Глазами ребёнка. Антология русского рассказа второй половины ХХ века с пояснениями Олега Лекманова и Михаила Свердлова - стр. 17
Но это только первая часть разгадки – вторая связана с внутренним, не вылившимся в слёзы плачем отца мальчика. Приглядимся к рассказчику: он постоянно ищет ключи к тайнам жизни и смерти, но истина всякий раз от него ускользает. Рассказчик всё время пытается “вопрос разрешить”, но никак не дотягивается до искомого предела. Возьмём его размышления о самоубийстве Мити, которое произошло уже в ту пору, когда Алёше “исполнилось пять лет”, – оно вставлено в рассказ вслед за начальной сценой разговора героя с Митей и перед сценами его прогулки с сыном Алёшей по окрестностям Абрамцева. Рассказчик пробует реконструировать подробности этой трагедии и понять, по какой причине она произошла, причём пытается отождествить с Митей себя самого́. Однако тайна смерти взрослого человека остаётся ему непонятной. Так же отец, при всех усилиях, не может постичь ни секрета детских слёз, ни секрета младенческой улыбки:
Ты улыбнулся загадочно. Господи, чего бы я не отдал, чтобы только узнать, чему ты улыбаешься столь неопределённо наедине с собой или слушая меня! Уж не знаешь ли ты нечто такое, что гораздо важнее всех моих знаний и всего моего опыта?

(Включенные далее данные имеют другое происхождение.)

PR #88, opened 2019-04-01
Feature/st 144 visa checkout customizations

james-simpson-ST:


src/core/classes/VisaCheckout.ts
```diff
@@ -45,31 +47,73 @@ class VisaCheckout {
...
+      config = { ...config,
+                ...settings 
+               };
+    }
+    return config;
+  }
+
+  public _setButtonSettings(settings: any, stJwt: StJwt) {
+    let config = {locale: stJwt.locale};
+    if (settings != undefined) {
```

Таким вопросом главный взрослый герой рассказа (очень близкий автору) задаётся, глядя на Алёшу. Затем в воспоминаниях рассказчика возникает образ спящего Алёши в ещё более раннем, младенческом возрасте, и вопрос о загадочных глубинах его души повторяется:
Что значила твоя улыбка? Видел ли ты сны? Но какие же сны ты мог видеть, что могло тебе сниться, что мог ты знать, где бродили твои мысли и были ли они у тебя тогда? Но не только улыбка – лицо твоё приобрело выражение возвышенного, вещего знания, какие-то облачка пробегали по нему, каждое мгновение оно становилось иным, но общая гармония его не угасала, не изменялась. Никогда во время бодрствования, – плакал ли ты или смеялся или смотрел молча на разноцветные погремушки, повешенные над твоей кроваткой, – не было у тебя такого выражения, какое поразило меня, когда ты спал, а я, затаив дыхание, думал, что же с тобой происходит.
А потом Казаков с горечью констатирует, что “самое великое время, то время, когда рождается человек, закрывается от нас некоей пеленой” забвения. И это нас превращает сожаление о невозможности узнать, почему плакал и улыбался Алёша, в сетование о стёртой детской памяти каждого человека.
Куда же это всё канет, по какому странному закону отсечётся, покроется мглой небытия, куда исчезнет это самое счастливое ослепительное время начала жизни, время нежнейшего младенчества?